Last modified: 2014-09-03 18:32:05 UTC
We should figure out exactly what is going on. For example, I saw this: 2014-03-07 02:40:46 mw1015 wikidatawiki: Update for doc ids: 15087781 2014-03-07 02:40:46 mw1008 wikidatawiki: Update for doc ids: 15087781 2014-03-07 02:40:46 mw1008 wikidatawiki: Update for doc ids: 15087781 These might just be trying to update the same document concurrently. Chad was talking about just retrying here. If we're trying to update the same document multiple times we could do that. We also might want to use the pool counter to prevent it. We could probably use the shared acquire to notice that another job tried to update then, well, not do it. On problem, though, is that updating a page will get a parser lock (I think) so we have to make sure not to lock eachother. I think.
We do retry now as of Gerrit change #117335.
Cool! I guess I was just going on faith that we were retrying....
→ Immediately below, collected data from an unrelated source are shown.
PR #4949, opened 2021-04-02
Batch dialog: change cancel button from "Ok" to "Cancel"

cvzi:
I changed the label of the cancel button from "Ok" to "Cancel" in the "Batch convert" dialog.

If believe the label "Ok" is confusing for this button because if you press the button, the dialog closes and you lose all the settings in the dialog and you have to start from scratch.


OmrSi:
Well, no. If you change some settings and click `Ok`, the changed settings are saved.

Like, if you activate some options and then click `Ok` then open Batch Convert again, you'll see that the options you changed are saved.
I think `Cancel` suggests that all changes will be lost.

This is just my opinion.

cvzi:
When I reopen Batch Convert again, it's lost for me, the form is empty again

OmrSi:
The form is empty, but the options are saved.

PR #8888, opened 2024-10-07
QoL additions for Waveform and others

### LINKED ISSUE #8779: [QoL] - Make splitting subtitles not split the text as an option
As title says.

When you split a subtitle (in Spectrogram) it splits the text in the selected subtitle as well.
Would love to know if it is possible to make the subtitles not split as an option
The result would be, that upon splitting, both subtitles would have the same text

Reason:
I usually split subtitles, because its an easy way to add another subtitle right at the same spot for formatting purposes. (karaoke text as an example), so this would be a nice QoL change since i dont have to copy and paste the original subtitle into every splitted subtitle.

Current release:
```
This is a text subtitle, it is long because there are a lot of words
(turns into)
This is a text subtitle, it is long 
because there are a lot of words
```

My suggestion:
```
This is a text subtitle, it is long because there are a lot of words
(turns into)
This is a text subtitle, it is long because there are a lot of words
This is a text subtitle, it is long because there are a lot of words
```

MitchSirco:
I've gone ahead and implemented the following things:
* visible \k and \t indicator in Waveform
* ability to move \k around in the waveform ui
* bumped up subtitle cards render limit from 99 to 199 and reduced startTime of that (so that the first 15 seconds wouldn't have too much real estate)
* added a toggleable option for duplicating text when splitting a subtitle card

Original Comment:
this would fix #8779 and is implemented as a togglable option
There might be some edgecases that i haven't covered yet.
Im also noticing, that it only works when setting the "Unbreak Subtitles shorter than" option to a high number


MitchSirco:
Preview of the "moving the \k point around"
@niksedk

https://github.com/user-attachments/assets/b71777b6-b483-481b-9c41-eb0d6d45f340

PR #8896, opened 2024-10-10
Feature/minor updates

ivandrofly:


ivandrofly:
Swap async <=> void position (which was causing build issue)

PR #8909, opened 2024-10-15
Refactor and test StartsAndEndsWithTag method

ivandrofly:
Simplified the logic in StartsAndEndsWithTag by using arrays for prefix and suffix formats. Added a unit test to ensure the method handles various tag formats correctly.

### DIFF
--- a/src/libse/Common/Utilities.cs
+++ b/src/libse/Common/Utilities.cs
@@ -1215,40 +1215,26 @@ namespace Nikse.SubtitleEdit.Core.Common
                 return false;
             }
 
-            if (!text.Contains(startTag) || !text.Contains(endTag))
+            text = text.FixExtraSpaces();
+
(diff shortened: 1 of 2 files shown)


src/libse/Common/Utilities.cs
```diff
@@ -1215,40 +1215,26 @@ public static bool StartsAndEndsWithTag(string text, string startTag, string end
...
-
-            while (text.Contains("  "))
-            {
-                text = text.Replace("  ", " ");
-            }
-
-            var s1 = "- " + startTag;
-            var s2 = "-" + startTag;
-            var s3 = "- ..." + startTag;
-            var s4 = "- " + startTag + "..."; // - <i>...
```
ivandrofly, line 1231: this was always false too... as [line 1228](https://github.com/SubtitleEdit/subtitleedit/pull/8909/files#diff-895f77470248dd0801fef50338bcd93ce27acfb2ad5de1da85485cd599e1c2cfL1228) would always match first

PR #8950, opened 2024-10-27
Remove packages.config from UI project

ivandrofly:
Remove packages.config as the project is already using PackageReference


ivandrofly:
For some reason appveyor is still looking for `src/ui/packages.config`....

PR #8961, opened 2024-10-31
DIscord RPC

leexey:
It basically shows Subtitle Edit on Discord + the name of the subtitle

image
image

### DIFF
--- a/src/ui/Program.cs
+++ b/src/ui/Program.cs
@@ -3,8 +3,6 @@ using System;
 using System.Diagnostics;
 using System.Threading;
 using System.Windows.Forms;
-using DiscordRPC;
-using System.Timers;
 
 namespace Nikse.SubtitleEdit
 {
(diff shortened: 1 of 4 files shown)


src/ui/Program.cs
```diff
@@ -3,33 +3,70 @@
 using System.Diagnostics;
 using System.Threading;
 using System.Windows.Forms;
+using DiscordRPC;
+using System.Timers;
```
ivandrofly, line 7: Is this been used?

src/ui/Program.cs
```diff
@@ -3,33 +3,70 @@
...
+
+                    // Extract name from the window
+                    var fileName = windowTitle.Contains(" - ") ? windowTitle.Split(new string[] { " - " }, StringSplitOptions.None)[0] : "No file opened";
+
+                    discordRpcMain.UpdatePresence($"Editing: {fileName}");
+                }
+            }
+            catch (Exception ex)
+            {
+                Console.WriteLine("Error updating Discord RPC: " + ex.Message);
```
ivandrofly, line 64: Maybe on recursive fail just disable & dispose the timer?

leexey: god i completely forgot about that sorry

src/ui/Program.cs
leexey: was testing other things and committing with that... it's already been removed 👍 thanks for noticing

PR #8987, opened 2024-11-09
Refactor: Consolidate word boundary characters

ivandrofly:
Updated the OCR fix engine to use a single constant for word boundary characters. This simplifies the code and improves maintainability by avoiding repetition of the same character set in different places.

### DIFF
--- a/src/ui/Logic/Ocr/OcrFixEngine.cs
+++ b/src/ui/Logic/Ocr/OcrFixEngine.cs
@@ -523,9 +523,10 @@ namespace Nikse.SubtitleEdit.Logic.Ocr
             sb = new StringBuilder();
             var word = new StringBuilder();
             string lastWord = null;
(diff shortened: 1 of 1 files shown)


src/ui/Logic/Ocr/OcrFixEngine.cs
```diff
@@ -523,9 +523,10 @@ public string FixOcrErrors(string input, Subtitle subtitle, int index, string pr
             sb = new StringBuilder();
             var word = new StringBuilder();
             string lastWord = null;
+            const string wordBoundaryChars = "\r\n ";
             for (var i = 0; i < text.Length; i++)
             {
-                if (text[i] != '.' && "\r\n ".Contains(text[i]))
+                if (wordBoundaryChars.Contains(text[i]))
```
ivandrofly, line 529: `text[i] != '.'` always true if `"\r\n ".Contains(text[i])` is true

PR #9043, opened 2024-11-27
Remove redundant regular expressions loading loop

ivandrofly:
Prevent re-adding previously removed regex.


ivandrofly:
The 'removed' prefix is intended to indicate that these words should be excluded, following a similar approach used in the <blacklist> element of names.xml.

Is that correct?

PR #9119, opened 2024-12-21
Allow build/running on WSL/Mono

ivandrofly:
This commit ensures that the `System.Resources.Extensions` library is included in both the build process and the installer scripts to address potential runtime issues from the absence of this dependency. Specifically, the library is added to the files copied during the build (`build.bat` and `build_beta.bat`) and to the application's installer configuration to ensure it is properly distributed with the application. 

Related to
https://github.com/SubtitleEdit/subtitleedit/pull/9107


niksedk:
Would this make it possible to run the unit tests as a Github action (on Linux)?

ivandrofly:
> Would this make it possible to run the unit tests as a Github action (on Linux)?

I think so, haven't test it though.
As long as **mono** is included in **github action** Linux image I think it should work just fine

_I was able to run tests using Ubuntu  on WSL with mono.
There are couple test failing mostly due to trivial error e.g expecting \n instead of \r\n_

There are the failing tests:
image


Merry Christmas 🎄 and Happy New Year 🎆

/cc @niksedk  @diomed

diomed:
Happy New Year and blessed holidays and days to come to you as well Ivandro and Nikolaj!

ivandrofly:
Links to https://github.com/SubtitleEdit/subtitleedit/pull/9175

PR #9165, opened 2025-01-02
Feature/strippable

ivandrofly:


src/libse/Common/StrippableText.cs
```diff
@@ -4,8 +4,11 @@
 
 namespace Nikse.SubtitleEdit.Core.Common
 {
-    public class StrippableText
+    public struct StrippableText
```
ivandrofly, line 7: This change should bring huge improvement

ivandrofly:
What about this one? 

This should bring nice improvement as as StrippableText will not longer be class which means no allocation/garbage collector.

Also if you take a look on how strippable text is being used, it's mostly without a method body there is no much passing around the ref.

@niksedk

PR #9182, opened 2025-01-06
Feature/strippable text optimization

ivandrofly:
Faster and better algorithm for Strippable Text.

Less allocations


src/Tests/Logic/StrippableTextTest.cs
```diff
@@ -57,9 +57,9 @@ public void StrippableTextItalic3()
         public void StrippableTextFontDontTouch()
         {
             var st = new StrippableText("{MAN} Hi, how are you today!");
-            Assert.AreEqual("", st.Pre);
+            Assert.AreEqual("{", st.Pre);
```
ivandrofly, line 60: I think this test was wrong.

We should treat '{' as '[' When it hold hearing impaired word/sentence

I just checked and saw two things: 1. If we try to send 50 updates all at once we might bump against an Elasticsearch queue limit. I'm chunking it to 10 at a time. 2. I _think_ moving a page and leaving behind a redirect can cause that version conflict error. I believe it makes two jobs - one for the new page and one for the redirect. We need to keep the redirect job but might be able to throw away the one for the new page. Worth checking.
Change 148405 had a related patch set uploaded by Manybubbles: Chunk updates at 10 https://gerrit.wikimedia.org/r/148405
Finishing up skipping the second update in point #2 from comment 3.
Change 148417 had a related patch set uploaded by Manybubbles: On article move only use one job https://gerrit.wikimedia.org/r/148417
Change 148405 merged by jenkins-bot: Chunk updates at 10 https://gerrit.wikimedia.org/r/148405
Change 148417 merged by jenkins-bot: On article move only use one job https://gerrit.wikimedia.org/r/148417
Shifting back to new - we'll have to reevaluate in two weeks or so once these changes hit production and we've churned through the queue.
Dug into these and the vast majority of them now come from trying to run the same updates twice or three times at the same time. Noop detection, going out to wikipedias tomorrow, should squash most of these.